Spin Dynamics in Iron-based Layered Superconductor (La_{0.87}Ca_{0.13})FePO Revealed by ^{31}P and ^{139}La NMR Studies

TL;DR

This study uses NMR techniques to investigate the spin dynamics and electronic structure of the iron-based superconductor (La_{0.87}Ca_{0.13})FePO, revealing Fermi-liquid behavior, quasi-two-dimensionality, and unusual spin fluctuations in the superconducting state.

Contribution

It provides new insights into the spin dynamics and electronic structure of (La_{0.87}Ca_{0.13})FePO, highlighting the presence of ferromagnetic fluctuations and low-energy spin dynamics in the superconductor.

Findings

Fermi-liquid state with moderate ferromagnetic fluctuations below 30K

Quasi-two-dimensional electronic structure with more conductive FeP layer

An increase in 1/T_1T below T_c indicating novel spin dynamics

Abstract

We report ^{31}P and ^{139}La NMR studies of (La_{0.87}Ca_{0.13})FePO, which is a family member of the recently discovered superconductor LaFeAs(O_{1-x}F_x).

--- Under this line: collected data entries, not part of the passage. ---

PR #1338, opened 2026-01-29
Refer to unstandardized PEs as PEs and standardized PEs as betas

### LINKED ISSUE #1309: Rename betas and weights
### Summary

We currently refer to parameter estimates calculated from the z-scored mixing matrix and the un-normalized optimally combined data as "betas" and parameter estimates calculated from the z-scored mixing matrix and the z-scored optimally combined data (followed by `numpy.arctanh` and variance rescaling) as "weights". In general, I believe most people use the word "beta" to refer to standardized parameter estimates instead of unstandardized ones (originally brought up in #448).

To be honest, I think we should also just simplify `computefeats2` to just z-score the data and mixing matrix, without the weird extra steps (cropping values >0.999 or <-0.999, then `numpy.arctanh`, then variance rescaling). It's not clear to me if we want standardized parameter estimates (betas) or z-statistics from a significance test. If we want the latter, I think we can simplify the code.

Related to #178.

tsalo:
Closes #1309.

- Consistently refer to unstandardized parameter estimates (which we'd been calling "betas") as "PEs", "pes", "parameter estimates", or "unstandardized parameter estimates".
- Consistently refer to standardized parameter estimates (with which we'd recently replaced our Fisher's Z-transformed standardized parameter estimates [see #1332] and had been calling "weights" or "Z-statistic maps") as "betas" or "standardized parameter estimates".
- Remove the now-unused (as of #1332) `calculate_z_maps` function.

As a result, a number of metrics have been renamed:
- "map Z": "map optcom standardized parameter estimates"
- "map Z clusterized": "map optcom standardized parameter estimates clusterized"
- "map weight": "map optcom standardized parameter estimates"
- "map weight clusterized": "map optcom standardized parameter estimates clusterized"
- "map optcom betas": "map optcom parameter estimates"
- "map echo betas": "map echo parameter estimates"
- "map beta T2 clusterized": "map PE T2 clusterized"
- "map beta S0 clusterized": "map PE S0 clusterized"


tsalo:
Some things will only make sense once #1337 is merged, so I'll hold off on requesting reviews until that's done.

PR #1340, opened 2026-01-30
fixing a pandas string to bool issue

handwerkerd:
@marlyr was running tedana with the newest version of pandas and tedana crashed. We think the issue arises in https://pandas.pydata.org/docs/whatsnew/v3.0.0.html due to `The str dtype can only hold strings (or missing values), in contrast to object dtype. (setitem with non string fails)`

- We identified one place in the code where we copied a pandas series will `str` values and then overwrote the values as `bool`. There was no reason to do this. This PR creates a numpy bool array and then assigns new values there.

### DIFF
--- a/tedana/selection/component_selector.py
+++ b/tedana/selection/component_selector.py
@@ -653,12 +653,12 @@ class ComponentSelector:
     @property
     def likely_bold_comps_(self) -> int:
         """A boolean :obj:`pandas.Series` of components that are tagged "Likely BOLD"."""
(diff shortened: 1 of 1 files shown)


tsalo:
I think you can accomplish what you want with the following:

```python
def likely_bold_comps_(self) -> pd.Series:
    return self.component_table_["classification_tags"].str.contains("Likely BOLD")
```

tsalo (approved):
LGTM!

PR #1348, opened 2026-02-04
Fix handling of op3 in dec_left_op_right

tsalo:
Closes none, but addresses a bug I identified while working on a decision tree. In nodes with three conditionals, the operator from the second conditional (op2) was being used in place of the third conditional's operator (op3).

Fortunately, the only decision tree impacted by this bug (i.e., the only one where op2 and op3 were different) is `demo_external_regressors_motion_task_models`, for the "Fits motion external regressors" (< vs >), "Fits CSF external regressors" (< vs >), and "Fits task" (just > vs >=) nodes.

- Use `op3` where appropriate in `dec_left_op_right`.
- Compare left3, right3, and op3 against None instead of implicit boolean, which would be a problem for thresholds of 0, to match handling of first and second conditionals.

### DIFF
--- a/tedana/selection/selection_nodes.py
+++ b/tedana/selection/selection_nodes.py
@@ -342,8 +342,8 @@ def dec_left_op_right(
                 f"left2={left2}, right2={right2}, op2={op2}"
             )
 
-    # If any of the values for the second boolean statement are set
-    if left3 or right3 or op3:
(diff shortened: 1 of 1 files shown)


eurunuela (approved):
LGTM. Thanks for catching this!

PR #1350, opened 2026-02-06
Calculate dependence metrics for modified mixing matrices and confounds

### LINKED ISSUE #1300: Calculate dependence metrics for external regressors and gscontrol time series
### Summary

I think it would be useful to have dependence metrics for external regressors. We would need a new output though. It would be like the metrics TSV file, but regressor by metric instead of component by metric.

### LINKED ISSUE #1341: Recalculate dependence metrics for orthogonalized and post-MIR mixing matrices
### Summary
It just occurred to me that we might want to do this, even if only to validate that these steps are improving things. For example, I would _hope_ that orthogonalizing rejected components with respect to accepted components would make the rejected components more TE-independent (i.e., higher rho and lower kappa).

tsalo:
Closes #1300 and closes #1341.

- Run `generate_metrics` on the following:
    - The orthogonalized mixing matrix if `--tedort` is enabled.
    - The post-MIR mixing matrix if `--gscontrol mir` is enabled.
    - Any external regressors provided by the user.
    - The `gsr` and `mir` time series if `--gscontrol gsr` and/or `mir` are enabled.
- Add `use_multivariate` argument to `generate_metrics`. It should be true for mixing matrices and false for external regressors and confounds. It shouldn't matter for PCA, since orthogonal components should produce the same component weights whether or not a multivariate model is used.


tedana/workflows/tedana.py
```diff
@@ -1076,6 +1076,28 @@ def tedana_workflow(
             "series."
         )
 
+        # Generate a new component table from the orthogonalized mixing matrix
+        LGR.info("Generating metrics for TEDORT-orthogonalized mixing matrix")
+        orig_verbose = io_generator.verbose
+        io_generator.verbose = False
+        orth_component_table, _ = metrics.collect.generate_metrics(
```
tsalo, line 1086: One thing I learned from trying out this branch on real data is that the dependence metrics will change only for accepted components when using the orthogonalized mixing matrix. Given how orthogonalization is meant to be used (i.e., you would do denoising using only the orthogonalized rejected components), it might make more sense to calculate the dependence metrics on a mixing matrix that only contains the orthogonalized rejected components.

tsalo: I tried generating the metrics using just the orthogonalized rejected components, and the dependence metrics stayed the same as the original values for those components! I'm a little surprised.

PR #1351, opened 2026-02-06
Generalize the generate_decision_table_score function

tsalo:
Closes none, but should make calculating variants of the `d_table_score` metric in #1337 easier..

- Modify the `generate_decision_table_score ` function to accept two lists of 1D arrays (ascending and descending) instead of specific metrics.


eurunuela (approved):
LGTM

PR #1367, opened 2026-02-19
Possible fix for CircleCI testing file download problem

### LINKED ISSUE #1330: Reduce number of data downloads during tests
### Summary
Our tests are regularly failing because OSF is rejecting download attempts. We should reduce the number of data downloads.

1. Unit tests are run twice (once on GH with Tox and once on CircleCI).
2. I think the test data download code checks that the files haven't been updated, but I think the check isn't working as intended and the data are downloaded every time they're used (i.e., multiple times in a suite of tests).
3. We could save the data as a cache on CircleCI so it just grabs those files instead of downloading them from OSF. The cache can have a version number that we change if and when we update the test data.

handwerkerd:
Closes #1330

CircleCI seems to periodically fail when trying to download data from osf. I suspect putting a call to `raise_for_status` into a `try` `except` clause might resolve this. It works on my local system so I figured I'd open up a PR to see if it functions well in interaction with CircleCI.

- A `try` `except` clause is used `download_test_data` to see if `requests.get` failed, which was the main issue behind local filewalls. On the assumption that this might not immediately crash on CircleCI, but the subsequence `raise_for_status` call fails, that second statement is moved into the `try` clause.

### DIFF
--- a/tedana/tests/utils.py
+++ b/tedana/tests/utils.py
@@ -108,6 +108,7 @@ def download_test_data(osf_id, test_data_path):
 
     try:
         datainfo = requests.get(f"https://osf.io/metadata/{osf_id}/?format=datacite-json")
+        datainfo.raise_for_status()
     except Exception:
         if len(listdir(test_data_path)) == 0:
             raise ConnectionError(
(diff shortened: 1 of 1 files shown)


tsalo (approved):
LGTM

PR #1370, opened 2026-02-22
Check that classification tags are used in decision trees and that each decision tree includes the Likely BOLD tag

### LINKED ISSUE #1346: Use classification, not tags, to determine if BOLD components found
### Summary

I am currently playing with a decision tree that gives detailed classification tags (much like the old "rationales") instead of "Likely BOLD" and "Unlikely BOLD", and I noticed that tedana was trying to rerun the ICA step because no BOLD components were found, even though many components were accepted. I think we should check against the classification (accepted vs. rejected) instead of the classification tags, which are not required to include "Likely BOLD", when determining if BOLD components have been found.

tsalo:
Closes #1346. This should make it easier to use tedana with decision trees that don't use the Likely BOLD tag.

- Use accepted classification to trigger ICA restart in tedana workflow, instead of the Likely BOLD tag. This was already the case in the ica_reclassify workflow, so I just needed to change the main tedana workflow.

### DIFF
--- a/tedana/selection/component_selector.py
+++ b/tedana/selection/component_selector.py
@@ -156,6 +156,7 @@ def validate_tree(tree: Dict) -> Dict:
         default_classifications
     )
     all_decide_comps = set(tree.get("intermediate_classifications")) | set(default_decide_comps)
+    all_tagset = set()
     for i, node in enumerate(tree["nodes"]):
         # Make sure each function defined in a node exists
         try:
@@ -240,12 +241,21 @@ def validate_tree(tree: Dict) -> Dict:
                 tagset.update({node["kwargs"]["tag_if_false"]})
             if "tag" in node.get("kwargs").keys():
                 tagset.update({node["kwargs"]["tag"]})
+
+            all_tagset.update(tagset)
             undefined_classification_tags = tagset.difference(set(tree.get("classification_tags")))
             if undefined_classification_tags:
                 LGR.warning(
                     f"{sorted(tagset)} in node {i} of the decision tree includes a classification "
                     "tag that was not predefined"
                 )
+
+    unused_tags = set(tree.get("classification_tags")) - all_tagset
+    if unused_tags:
+        LGR.warning(
+            "The following classification tags are defined for the decision tree, "
+            f"but are not used in any node: {', '.join(sorted(unused_tags))}"
+        )
 
     # If there is an external_regressor_config field, validate it
     if tree["external_regressor_config"] is not None:
--- a/tedana/selection/component_selector.py
+++ b/tedana/selection/component_selector.py
@@ -147,6 +147,10 @@ def validate_tree(tree: Dict) -> Dict:
             f"Decision tree includes fields that are not used or logged {sorted(unused_keys)}"
         )
 
+    # Check for required classification tags
+    if "Likely BOLD" not in set(tree.get("classification_tags")):
+        raise TreeError("The classification tag 'Likely BOLD' is required for all decision trees.")
+
     # Combine the default classifications with the user inputted classifications
     all_classifications = set(tree.get("intermediate_classifications")) | set(
         default_classifications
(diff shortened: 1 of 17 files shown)


handwerkerd:
I just remembered / realized why this is a (solvable) problem.

Node 11 in the meica decision tree ( https://tedana.readthedocs.io/en/stable/included_decision_trees.html#meica-decision-tree ) is replicated in the variants of that tree (I'm fairly sure not the variations of miminal). The flow-chart is accurate, but it hides the mechanics of what is happening. For example here:

https://github.com/ME-ICA/tedana/blob/main/tedana/resources/decision_trees/meica.json#L155-L167

If there are less than 2 `provisionalaccept` components, this node classifies everything as `accepted`. Then, at the point if the code where you are making edits here, it looks for likely BOLD components and restarts if it doesn't find them. It cannot look for no `accepted` components because they will be accepted. This was done this way because it means, when the 10th iteration of ICA is reached, it won't rerun ICA and it won't need to make any additional alterations to the decision tree.

The proposed change here will break the existing functionality.

Proposed solution: That decision tree node tags the components as `No provisional accept`. Instead of looking for no likely BOLD components, look for accepted components that are **not** tagged `No provisional accept`. That would mean it would rerun if there are no accepted components and if all accepted components also have the `No provisional accept` tag. I think that would give you the flexibility to not require any specific tags while still maintaining this quirky functionality in the meica tree variants.

tedana/selection/component_selector.py
```diff
@@ -238,13 +241,22 @@ def validate_tree(tree: Dict) -> Dict:
...
                     f"{sorted(tagset)} in node {i} of the decision tree includes a classification "
                     "tag that was not predefined"
                 )
 
+    unused_tags = set(tree.get("classification_tags")) - all_tagset
+    if unused_tags:
+        LGR.warning(
+            "The following classification tags are defined for the decision tree, "
+            f"but are not used in any node: {', '.join(sorted(unused_tags))}"
+        )
```
tsalo, line 258: To be honest, I feel like this should be an error. @handwerkerd WDYT?

tedana/selection/component_selector.py
```diff
@@ -238,13 +241,22 @@ def validate_tree(tree: Dict) -> Dict:
...
             if "tag" in node.get("kwargs").keys():
                 tagset.update({node["kwargs"]["tag"]})
+
+            all_tagset.update(tagset)
             undefined_classification_tags = tagset.difference(set(tree.get("classification_tags")))
             if undefined_classification_tags:
                 LGR.warning(
                     f"{sorted(tagset)} in node {i} of the decision tree includes a classification "
                     "tag that was not predefined"
                 )
```
tsalo, line 251: It also seems like this should be an error instead of a warning.

tedana/selection/component_selector.py
handwerkerd: I'm very weakly inclined to keep this one a warning because the full decision tree should run as designed. If someone is actually trying to design a decision tree, I'd lean towards letting things run vs ending with an error. That said, if "Likely BOLD" is listed but never use it, it will trigger the exact issue this PR is trying to resolve. I'll defer to your preference.

tedana/selection/component_selector.py
handwerkerd: Same as above, I'm weakly inclined to letting something run that is capable of running as intended, but also fine if you want to more aggressively enforce the specification requirements with an error.

tsalo: I've kept it as a warning, but I'd like to have some way to treat it as an error if we end up creating a CLI for validation (#1378).

tedana/selection/component_selector.py
tsalo: I decided to go with an error for this one, but we can revisit before the next release if you end up preferring a warning.

handwerkerd (approved):
The changes look good and this runs as expected.

One thing I'll highlight because it might interact with your plans for #1360 is that `ica_reclassify` currently works by adding new nodes to the previously executed tree and then running the new full tree. The validator only runs on the intially loaded tree and, as long as that tree includes `Likely BOLD` there no reason for noded added through `ica_reclassify` to include `Likely BOLD`. Right now `ica_reclassify` is only adding nodes via `add_manual()` but, if you want to add something more complex, you might want to run the validator & that wouldn't necessarily need the `Likely BOLD` tag.

tsalo:
Thanks @handwerkerd! I wasn't really thinking of `ica_reclassify`, except when someone wants to run it with a new tree. I don't think we'll need to validate the expanded trees as long as the base trees are valid, but I might be misunderstanding.

PR #1373, opened 2026-02-24
Set zooms in reference image

### LINKED ISSUE #1372: TR information lost when saving files
### Summary

tedana is dropping the TR information (and possibly other header information?) when saving files.

### Additional Detail

I suspect this is due to the file IO changes made in #1305. This is viewable in the testing data. Using AFNI commands:
```
$ 3dinfo -TR three-echo/TED.three-echo/three_echo_Cornell_zcat.nii.gz 
2.000000
$ 3dinfo -TR outputs/three-echo/desc-denoised_bold.nii.gz 
1.000000
```

### Next Steps

- Figure out where the header info me being dropped and make sure to save it.
- Fix this bug before the next version release

tsalo:
Closes #1372.

- Set zooms in reference image for BRIK/HEAD inputs.
- Set zooms in reference image for z-concatenated inputs.

### DIFF
--- a/tedana/io.py
+++ b/tedana/io.py
@@ -1162,9 +1162,12 @@ def _convert_to_nifti1(img, dtype=None):
     else:
         data = np.asarray(img.dataobj, dtype=dtype)
     affine = img.affine
+    zooms = img.header.get_zooms()
 
     # Try to preserve header information where possible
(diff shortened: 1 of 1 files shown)


handwerkerd (approved):
I checked on the test data and my AFNI format data and this resolves the bug.

PR #7, opened 2015-02-03
Console fixes

terrajobst:


KrzysztofCwalina:
One thing I wanted to do with the demo was to show that it's possible to pass command line args to the app. Maybe you could change the sample such that optionally people can pass in the size of the square?

But I think it's ok to check in as-is, if you don't have time to do it now.

akoeplinger:
Where should I file the feature request for drawing a penguin on Linux and an apple on OSX :see_no_evil: :laughing:

KrzysztofCwalina:
Maybe that should be the command line arg? :-)

stephentoub:
If you go ahead and check this in, I'll add Tux :)

terrajobst:
Go for it! It would be awesome to detect the OS and draw the appropriate ASCII art :-)

KrzysztofCwalina:
Looks great

PR #9, opened 2015-02-03
Add per-platform ANSI art to HelloWorld

stephentoub:
Just by looking at the code you can likely guess what gets drawn for Linux ;)

I've left Mac as a todo for someone else who'd like to contribute something beautiful.

Right now, the console app just takes the target platform as a command-line argument.  We can update it later to fall back to a default based on Environment.


KrzysztofCwalina:
looks good

PR #13, opened 2015-02-08
Add missing nuget.config

terrajobst:
Some of the packages require CoreFX MyGet feed. In order to make restoring packages work out-of-the-box we need to add a nuget.config file that points to the correct feed.

@KrzysztofCwalina


KrzysztofCwalina:
Looks good!

PR #77, opened 2015-03-31
Fixed a bug exposed in the recent tools update

KrzysztofCwalina:
For some reason the previous C# compiler was not complaining about default ctors in structs.
Also, it apparently was running such ctors.


davidfowl:
This was a recent change to the C# compiler

PR #83, opened 2015-04-28
HelloWorld: Pimp up the FreeBSD daemon to have colors.

josteink:
Basically pay full respects to the original console screen-saver.

Word on the street is that there's this "build"-conference going on soon and some people (like @richlander ) mentioned it would be nice to have this committed before then :)


jkotas:
Beautiful

richlander:
Wow. That's high praise from @jkotas. 

@josteink Print the t-shirt now!

josteink:
If you look at the [original source](https://github.com/oza/FreeBSD-8.0-dyntick/blob/master/sys/dev/syscons/daemon/daemon_saver.c#L57), the original artist is uncredited.

We don't know who he or she is, but I refuse to steal the honours from this *fantastic* ASCII artist.

PR #90, opened 2015-06-02
Polling watcher

KrzysztofCwalina:
It's often preferable to poll for file system changes instead of using FileSystemWatcher. There are many samples on the internet showing how to do such polling. All the ones I looked at allocate memory on every polling internal. This library only allocates when actual changes are detected. 

It is an early prototype and so does not support several important features: watching subfolders, discriminating between different change types, watching UNC paths, and some others.


src/System.IO.FileSystem.Watcher.Polling/src/System/IO/PollingWatcher.cs
```diff
@@ -0,0 +1,141 @@
...
+                var changes = ComputeChangesAndUpdateState(_directory);
+                if (!changes.IsEmpty)
+                {
+                    handler();
+                }
+            }
+
+            _timer.Change(_pollingIntervalInMilliseconds, Timeout.Infinite);
+        }
+        private FileChangeList ComputeChangesAndUpdateState(string directory)
```
davidfowl: I need to see how this scales for large directories. The mono file watcher fell over pretty quickly in that case. CPU usage was through the roof.

KrzysztofCwalina: How large are the directories you need to watch? What do you think is a reasonable polling interval? If you let me know, I can run some quick tests to see how this implementation behaves.

KrzysztofCwalina: I just ran quick and dirty test on a folder with:
a) 4000 files. One polling cycle takes ~40ms (~150k ticks).
b) 500 files. ~7000 ticks (1 ms)
c) 100 files -> ~700 ticks (approaching 0ms)

The hot code is in the Equal(string, WIN32_FIND_DATAW) routine. It's responsible for ~50% of the samples. I can optimize the routine and in addition, the routine is probably called too much because of hashatable bucket conflicts, which I can also improve by making it sparser.

KrzysztofCwalina: After some changes to the code I got 4000 files folder down to 20ms per polling cycle

KrzysztofCwalina: Yeah, it's all about the hashcode computation and distribution in the hashtable. I am pretty sure I can get it down another 50% by playing with it. though, I am not sure if it's even needed (let me know).

akoeplinger: Just for reference, my corefx dir has ~13.000 files after building and we're still missing 40% of the code in that repo :smile: you might want to use that as a testbed as well.

davidfowl: @KrzysztofCwalina try a folder with `node_modules` in it. Those have super deep hierarchies that might push the limits. Those numbers look promising though.

KrzysztofCwalina:
OK, I am going to merge this prototype and keep working on it. Right now it does not support watching subfolders, so I cannot actually try it on node_modules, but node_modules has ~2500 files and so I think I can make it work in under 10ms.

PR #92, opened 2015-06-03
Changed to use FindFirstFileExW instead of FindFirstFile

KrzysztofCwalina:
This improves performance approximatelly by 2x

Now, on my home computer, the node_modules folder (and its subfolders) can be processed in ~35ms


janvorli:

In the normal state, Knight shift and $1/T_1T$ show that a Fermi-liquid state with moderate ferromagnetic fluctuations emerges below 30K. From 1/T_1T of ^{31}P and ^{139}La, quasi-two dimensional electronic structure is suggested, in which the FeP layer is more conductive than the LaO layer. In the superconducting (SC) state, although a clear Meissner signal was observed, 1/T_1T increases below T_c, in contrast to a decrease of 1/T_1T due to the opening of a SC gap, suggesting that novel low-energy spin dynamics develop in the SC state.